=== EXERCISE GOAL ===
A word-for-word copy of the whole listing is required.

=== TASK INPUT ===

PR #2278, opened 2024-05-30
feat: add `blas/base/sgemv`

aman-095:
## Description

This RFC proposes to add a routine to perform one of the matrix-vector operations `y = alpha*A*x + beta*y` or `y = alpha*A**T*x + beta*y`. as defined in [BLAS Level 2](http://www.netlib.org/blas/#_level_2) routines. Specifically adding `@stdlib/blas/base/sgemv` is proposed.

## Related Issues

None.

## Questions

No.

## Other

No.

## Checklist

* * *

@stdlib-js/reviewers


lib/node_modules/@stdlib/blas/base/sgemv/lib/sgemv.js
```diff
@@ -0,0 +1,223 @@
...
+		info = 3;
+	} else if ( LDA < max( 1, M ) ) {
+		info = 6;
+	} else if ( strideX === 0 ) {
+		info = 8;
+	} else if ( strideY === 0 ) {
+		info = 11;
+	}
+	if ( info !== 0 ) {
+		xerbla( 'sgemv', info );
```
kgryte: We want to explicitly raise an exception here. We don't have a JS `xerbla` implementation, as it is not needed.

aman-095: If we use the Js throw error statement, we won't be able to return as done in the Fortran code, as the code will break and throw an exception. As a result, we cannot include a case in the test suite for which M or N is less than 0.

kgryte: `xerbla` doesn't behave as you think it does (see https://www.netlib.org/lapack/explore-html/d9/d64/_s_r_c_2xerbla_8f_source.html). The key statement is `stop`. In Fortran, that will stop execution after printing the error message. That is effectively the same thing as throwing an exception in JS. In which case, returning the output array is not what we want to do.

You can also see that, in GSL, they abort: https://git.savannah.gnu.org/cgit/gsl.git/tree/cblas/xerbla.c.

aman-095:
Addressed in #2365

=== SOLVED EXERCISE ===
PR #2278, opened 2024-05-30
feat: add `blas/base/sgemv`

aman-095:
## Description

This RFC proposes to add a routine to perform one of the matrix-vector operations `y = alpha*A*x + beta*y` or `y = alpha*A**T*x + beta*y`. as defined in [BLAS Level 2](http://www.netlib.org/blas/#_level_2) routines. Specifically adding `@stdlib/blas/base/sgemv` is proposed.

## Related Issues

None.

## Questions

No.

## Other

No.

## Checklist

* * *

@stdlib-js/reviewers


lib/node_modules/@stdlib/blas/base/sgemv/lib/sgemv.js
```diff
@@ -0,0 +1,223 @@
...
+		info = 3;
+	} else if ( LDA < max( 1, M ) ) {
+		info = 6;
+	} else if ( strideX === 0 ) {
+		info = 8;
+	} else if ( strideY === 0 ) {
+		info = 11;
+	}
+	if ( info !== 0 ) {
+		xerbla( 'sgemv', info );
```
kgryte: We want to explicitly raise an exception here. We don't have a JS `xerbla` implementation, as it is not needed.

aman-095: If we use the Js throw error statement, we won't be able to return as done in the Fortran code, as the code will break and throw an exception. As a result, we cannot include a case in the test suite for which M or N is less than 0.

kgryte: `xerbla` doesn't behave as you think it does (see https://www.netlib.org/lapack/explore-html/d9/d64/_s_r_c_2xerbla_8f_source.html). The key statement is `stop`. In Fortran, that will stop execution after printing the error message. That is effectively the same thing as throwing an exception in JS. In which case, returning the output array is not what we want to do.

You can also see that, in GSL, they abort: https://git.savannah.gnu.org/cgit/gsl.git/tree/cblas/xerbla.c.

aman-095:
Addressed in #2365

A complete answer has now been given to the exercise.